A fixed quantity of gas at \(25^{\circ} \mathrm{C}\) exhibits a pressure of $99 \mathrm{kPa}\( and occupies a volume of \)4.00 \mathrm{~L}$ (a) Calculate the volume the gas will occupy if the pressure is increased to \(202.6 \mathrm{kPa}\) while the temperature is held constant. (b) Calculate the volume the gas will occupy if the temperature is increased to \(100^{\circ} \mathrm{C}\) while the pressure is held constant.

We are given the initial conditions of a fixed quantity of gas: pressure \(P_1 = 99 \text{kPa}\), volume \(V_1 = 4.00 \text{L}\), and temperature \(T_1 = 25^{\circ} \text{C}\). We need to calculate the final volume \(V_2\), under two different conditions: (a) The pressure \(P_2 = 202.6 \text{kPa}\), temperature held constant. (b) The temperature increased to \(T_2 = 100^{\circ} \text{C}\), pressure held constant.

To use the ideal gas law or Boyle's law equations, we need to convert the temperature values from Celsius to Kelvin. This can be done by adding \(273.15\) to each temperature value: For \(T_1\): \[T_1 = 25^{\circ} \text{C} + 273.15\text{K} = 298.15 \text{K}\] For \(T_2\): \[T_2 = 100^{\circ} \text{C} + 273.15\text{K} = 373.15 \text{K}\]

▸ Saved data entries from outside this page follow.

PR #685, opened 2020-09-30
Define `getindex` for properties and rearrange low-level API helpers

jmert:
The first commit adds the missing symmetry from #681 wherein `setindex!` was defined for `HDF5Properties` but the corresponding `getindex` method was not. This adds the `getindex` method and thereby also recovers the information that was lost when the dictionary which contained a list of the accessor functions (but which were unused) was deleted. I've also added a few property accessors which weren't originally defined.

In doing so, I've started the process of stripping out more code from `src/HDF5.jl` and putting it in another file. The methods are moved/added to a new `src/api_helpers.jl` file, with the contents primarily being simple wrappers that turn C output argument pointers to `Ref`/`Array`s into (tuples of) return values.

The second commit just continues the trend with other low-level helpers outside of the property interface — more functions with out-arguments are wrapped up and placed in `api_helpers.jl`.

One of the advantages of systematically working through these methods is that I've changed a number of `Vector{UInt8}` arrays to `StringVector`s, which as I understand it should avoid a copy in modern Julia versions. I also took the opportunity to change some of the definitions in `gen/api_defs.jl` to more closely match the C types and variable names and changed some types from `Ptr` to `Ref` to signal that the arguments should be to Julia-owned data.

TODO:
- [x] Tests for `getindex(::HDF5Properties, ::Symbol)` calls
- [x] Audit out-argument uses in `src/blosc_filter.jl`.
- [ ] Figure out what to do about the many overloads of the low-level API (e.g. https://github.com/JuliaIO/HDF5.jl/blob/f0d6d626a6742944dd5f9ffbb673078ce6e11c1a/src/HDF5.jl#L1975-L2026)


musm:
Sorry for butchering this PR by merging the massive rename,  but this will need to be rebased

jmert:
That's OK — I knew that was a possibility. I should be able to get pretty far with just simple `s/Hid/hid_t/g`-like regexs in `vim`.

jmert:
Regarding the TODO item in the top comment:
> Figure out what to do about the many overloads of the low-level API ...

I'm inclined to leave that to another PR — my suspicion is that most of those should be overloads of e.g. `a_write` instead of `h5a_write` and similar, but I haven't taken the time yet to find where these methods are being called from to see if there's a good reason for keeping the status quo. In any case, I think that should be separate from this PR which aims to just get `getindex(::HDF5Properties, ...)` added, and some extra code organization is (I hope) a nice plus.

musm:
Most of this looks good, I haven't reviewed in detail yet, but I think it's good cleanup and re-org. I need to double check the `Cstring` vs `Vector{UInt8}` usage.

> I'm inclined to leave that to another PR — my suspicion is that most of those should be overloads of e.g. a_write instead of h5a_write and similar, but I haven't taken the time yet to find where these methods are being called from to see if there's a good reason for keeping the status quo. In any case, I think that should be separate from this PR which aims to just get getindex(::HDF5Properties, ...) added, and some extra code organization is (I hope) a nice plus.

I'm in agreement.

jmert:
> Most of this looks good, I haven't reviewed in detail yet, but I think it's good cleanup and re-org. I need to double check the Cstring vs Vector{UInt8} usage.

As far as I understand it, since it's not an output argument where there could be an uninitialized argument, the type can be "strengthened" to `Cstring` to signal that it's expected to have a valid C-string. I did test calling `h5a_get_name_by_idx` with the second argument being a non-trivial Unicode name, and it still worked, and adding an embedded null to the string caused Julia to throw an error.

I suppose that extra check does have some runtime cost, so translating the C prototype to the most informative might not be desired.

src/HDF5.jl
```diff
@@ -1062,6 +1115,7 @@ o_copy(src_obj::HDF5Object, dst_parent::Union{HDF5File, HDF5Group}, dst_path::St
 setindex!(dset::HDF5Dataset, val, name::String) = a_write(dset, name, val)
 setindex!(x::HDF5Attributes, val, name::String) = a_write(x.parent, name, val)
 # Getting and setting properties: p[:chunk] = dims, p[:compress] = 6
+getindex(p::HDF5Properties, name::Symbol) = _prop_get(p, name)
```
musm, line 1119: do we need to check `p` is valid?

jmert: Yeah, good catch.

src/HDF5.jl
```diff
@@ -984,6 +984,59 @@ t_commit(parent::Union{HDF5File, HDF5Group}, path::String, dtype::HDF5Datatype)
...
+    if class == H5P_LINK_CREATE
+        return name === :char_encoding ? h5p_get_char_encoding(p) :
+               name === :create_intermediate_group ? h5p_get_create_intermediate_group(p) :
+               error("unknown link create property ", name)
+    end
+
+    if class == H5P_DATASET_CREATE
+        return name === :alloc_time  ? h5p_get_alloc_time(p) :
+               name === :chunk       ? get_chunk(p) :
+               #name === :external    ? h5p_get_external(p) :
```
musm, line 1022: any reason this is commented out?

jmert: Yes — I haven't figured out how to actually correctly implement the get part of the external properties. The corresponding C calls aren't actually defined yet, and the original Dict just had `nothing` for the getter part. It looks like there's probably something useful to return, but I don't understand the external interface yet, so I just left that for a follow-up to not slow me down. (I actually have defining the corresponding bindings in a `git stash` just waiting the motivation to figure it out.)

src/HDF5.jl
```diff
@@ -2153,23 +2200,12 @@ function get_chunk(dset::HDF5Dataset)
...
-    out[]
-end
-function get_libver_bounds(p::HDF5Properties)
-    out1 = Ref{Cint}()
-    out2 = Ref{Cint}()
-    h5p_get_libver_bounds(p.id, out1, out2)
-    out1[], out2[]
-end
+
+get_alignment(p::HDF5Properties) = h5p_get_alignment(checkvalid(p).id)
```
musm, line 2083: I guess previously these didn't `checkvalid`, I guess neither do the setters. I'm kind of wondering if we need a more thorough audit.

jmert: There definitely needs to be an audit at some point. I added them here because `get_alignment` in my head is "higher level" than `h5p_get_alignment`, but that was a semi-arbitrary decision.

musm: I agree that if we add them they should be in this function. I was noting the behavioral difference, that this now checks them where as we didn't' before. The setters, also seem to be missing checks?

jmert: I'm about to add a check to the `setindex!(::HDF5Properties, ...)` that's missing, so that'll handle most uses where properties are set through the keyword interface. It does look like, yes, there are still some stragglers like `set_chunk` that should probably gain a `checkvalid`, though.

src/HDF5.jl
```diff
@@ -1535,11 +1563,11 @@ function readmmap(obj::HDF5Dataset, ::Type{Array{T}}) where {T}
     end
     if !Sys.iswindows()
         local fdint
-        prop = h5d_get_access_plist(checkvalid(obj).id)
+        prop = h5d_get_access_plist(obj.id)
```
jmert, line 1566: I removed this use of `checkvalid` here because calling `size(obj)` already checks for validity.

src/HDF5.jl
musm: So since `getindex` does `checkvalid`, and the `get_*` functions also do the checking, this will end up double checking everything. 

Perhaps we should only check at the highest level function which would be `getindex`? Of course this would then mean independent calls to the getters would not check, which could be problematic.

src/HDF5.jl
```diff
@@ -130,6 +130,7 @@ const H5I_DATASPACE    = 4
 const H5I_DATASET      = 5
 const H5I_ATTR         = 6
 const H5I_REFERENCE    = 7
+const H5I_VFL          = 8
```
musm, line 133: Should we just round out this enum and add

```
H5I_GENPROP_CLS = 8 
H5I_GENPROP_LST = 9  
H5I_ERROR_CLASS = 10 
H5I_ERROR_MSG = 11 
H5I_ERROR_STACK = 12 
H5I_NTYPES = 13 
``` 
?

src/HDF5.jl
```diff
@@ -1107,27 +1162,11 @@ exists(parent::Union{HDF5File, HDF5Group}, path::String) = exists(parent, path,
...
-    H5GINFO_TEMP_ARRAY[]
-end
-
-const H5OINFO_TEMP_ARRAY = Ref{H5Oinfo}()
-function objinfo(obj::Union{HDF5File, HDF5Object})
-    h5o_get_info(obj.id, H5OINFO_TEMP_ARRAY)
-    H5OINFO_TEMP_ARRAY[]
-end
-
-const LENGTH_TEMP_ARRAY = Ref{UInt64}()
```
musm, line 1122: Good change 👍

src/HDF5.jl
jmert: No — for all properties except `:chunk`, `_prop_get` calls the `h5p_get_*` functions, so the check won't be repeated. (`get_chunk` is used instead of `h5p_get_chunk` because the former is what handles reversing the order of dimensions.)

src/HDF5.jl
jmert: Sure, might as well.

src/HDF5.jl
musm: Oh that's right

src/HDF5.jl
jmert: It looks like the enum changed in HDF5 v1.12, and my computer's header doesn't give the same numbering, and I assume you've got an off-by-one in the list you added, with the values supposed to be starting at 9? That would seem to match up with [this handy diff](https://fossies.org/diffs/hdf5/1.10.6_vs_1.12.0/src/H5Ipublic.h-diff.html) I found online

src/HDF5.jl
```diff
@@ -1973,9 +1996,8 @@ function get_mem_compatible_jl_type(objtype::HDF5Datatype)
             return NamedTuple{Symbol.(membernames), Tuple{membertypes...}}
         end
     elseif class_id == H5T_ARRAY
-        nd = h5t_get_array_ndims(objtype.id)
-        dims = Vector{hsize_t}(undef,nd)
-        h5t_get_array_dims(objtype.id, dims)
+        dims = h5t_get_array_dims(objtype.id)
```
musm, line 1999: I guess we could also just have `h5t_get_array_dims` return a tuple of `(dims,ndims)` but that may not be worth it?

src/HDF5.jl
musm: They changed the enum in v1.12, well, let's not change this then until we sync up the BinaryBuilder hdf5 library.

src/HDF5.jl
jmert: That's an interesting idea — I'd been thinking of these helper functions doing just the minimum amount of work required to turn out-arguments into return values. Since there are several cases like this one, though, where the implementation is a sequence of two calls that both have meaning, I suppose you could argue that it should return all relevant return/out values. In that case, I guess I'd naturally sequence it as `(ndims, dims)` since the `ndims` call is the "first return", but I'm not set on that interpretation necessarily.

musm: Yeah I prefer the reverse ordering, since it's usually the second call that does the 'important' call. I'm not dead set on changing it, just thought I'd mention that this effectively does more work than necessary since the internal already calculated `ndims`

src/api_helpers.jl
```diff
@@ -0,0 +1,297 @@
...
+
+###
+### Optimized Functions Interface
+###
+
+###
+### HDF5 Lite Interface
+###
+
+function h5lt_dtype_to_text(dtype_id)
```
musm, line 271: unrelated, but lol this is such a hack, there's got to be a better way of doing this somehow.

src/HDF5.jl
jmert: Sorry, I'm not quite sure what you're stuggesting — are you saying not to add just the extra ones you suggested, or you'd like to not add the `H5I_VFL` constant as well? I added just the one value because I was trying to test the `fapl[:driver]` property, and the actual return value is an even-harder-to-access constant than just verifying that it has the right type. (Though I suppose any non-erroring call is valid, so the test could just be `@test fapl[:driver] isa hid_t` and it'd probably be fine.)

musm: >  are you saying not to add just the extra ones you suggested,

Yes to this. Ignore my suggestion to add the extra ones.

src/HDF5.jl
musm: ordering `(dims, ndims)` would also kinda align it with `h5s_get_simple_extent_dims` which returns `(dims, maxdims)`

jmert: What about the other similar cases (that don't lead to making a `String`) — `h5f_get_obj_ids` and `h5p_get_chunk`? Also, would `h5s_get_simple_extent_dims` in this scheme actually gain a third return value so it'd be `(dims, maxdims, ndims)` for consistency?

musm:
Just reviewed these changes and they look good to me.

src/HDF5.jl
musm: If we decide to go with this (reverse) ordering, I would argue (in addition to consistency) that there isn't any harm in including them as outputs from a performance an usage standpoint. In most cases, we probably don't need them, anyways, but they are available if needed.

This is also why I don't feel very strongly about changing them to include all outputs, but it does seem 'nice' to use this data as it _is_ after all available.

musm (approved):

src/HDF5.jl
jmert: I'm fine with that reasoning. Make the changes in this PR, or another one?

musm: Either is fine with me. Is this PR still WIP/RFC?

jmert: No, not still in progress. I removed the WIP flag but forgot to change the title. I can make the couple changes for this, though, and push for a final run through CI.

jmert: Ah, test suites! The naive thing to do actually does break a test as written. So maybe it will be better to follow-up in another PR.

musm:
>  Figure out what to do about the many overloads of the low-level API (e.g.

yeah not sure about this either. 



So what we currently have is 
api  --- low level 'dumb' wrappers
api_helpers -- higher level 'smart' wrappers (that handle type marshaling etc.) 

It might not make too much sense to try to pigeon hole anything more into 'api_helpers' other than it's  intended purpose as a  
smarter  wrapper over those in `api`,  and to leave every other function in the top-level ?

jmert:
> It might not make too much sense to try to pigeon hole anything more into 'api_helpers' other than it's intended purpose as a
> smarter wrapper over those in `api`, and to leave every other function in the top-level ?

Yeah, my working idea has been that `api`, `api_helpers`, and an upcoming `api_types` are the three files necessary to basically define the low-level interface. Then everything else is used to build up the high-level interface.

In that regard, it makes the overloading of `h5*_` functions kind of break the assumption that the `h5*_` are the low-level API and the `?_{create,read,write}` are the high-level API.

For part (a), where the pressure is changed and the temperature is held constant, we use Boyle's law to calculate the volume: \[P_1V_1 = P_2V_2\] We will solve for \(V_2\) by isolating the variable: \[V_2 = \frac{P_1V_1}{P_2}\] Then plug in the given values: \[V_2 = \frac{99 \text{kPa} \times 4.00 \text{L}}{202.6 \text{kPa}}\] And compute the final volume \(V_2\): \[V_2 \approx 1.96 \text{L}\] Thus, the volume the gas would occupy when the pressure is increased to \(202.6 \text{kPa}\), while the temperature is held constant, is approximately \(1.96 \text{L}\).

For part (b), where the temperature is increased and the pressure is held constant, we have to find the final volume \(V_2\) using the ideal gas law equation: \[\frac{P_1V_1}{T_1} = \frac{P_2V_2}{T_2}\] As the pressure remains constant (\(P_1 = P_2\)), we can simplify the equation: \[\frac{V_1}{T_1} = \frac{V_2}{T_2}\] Next, we isolate \(V_2\): \[V_2 = \frac{V_1 \times T_2}{T_1}\] Plugging in the given values: \[V_2 = \frac{4.00 \text{L} \times 373.15 \text{K}}{298.15 \text{K}}\] And compute the final volume \(V_2\): \[V_2 \approx 5.01 \text{L}\] Thus, the volume the gas would occupy when the temperature is increased to \(100^{\circ} \text{C}\), while the pressure is held constant, is approximately \(5.01 \text{L}\).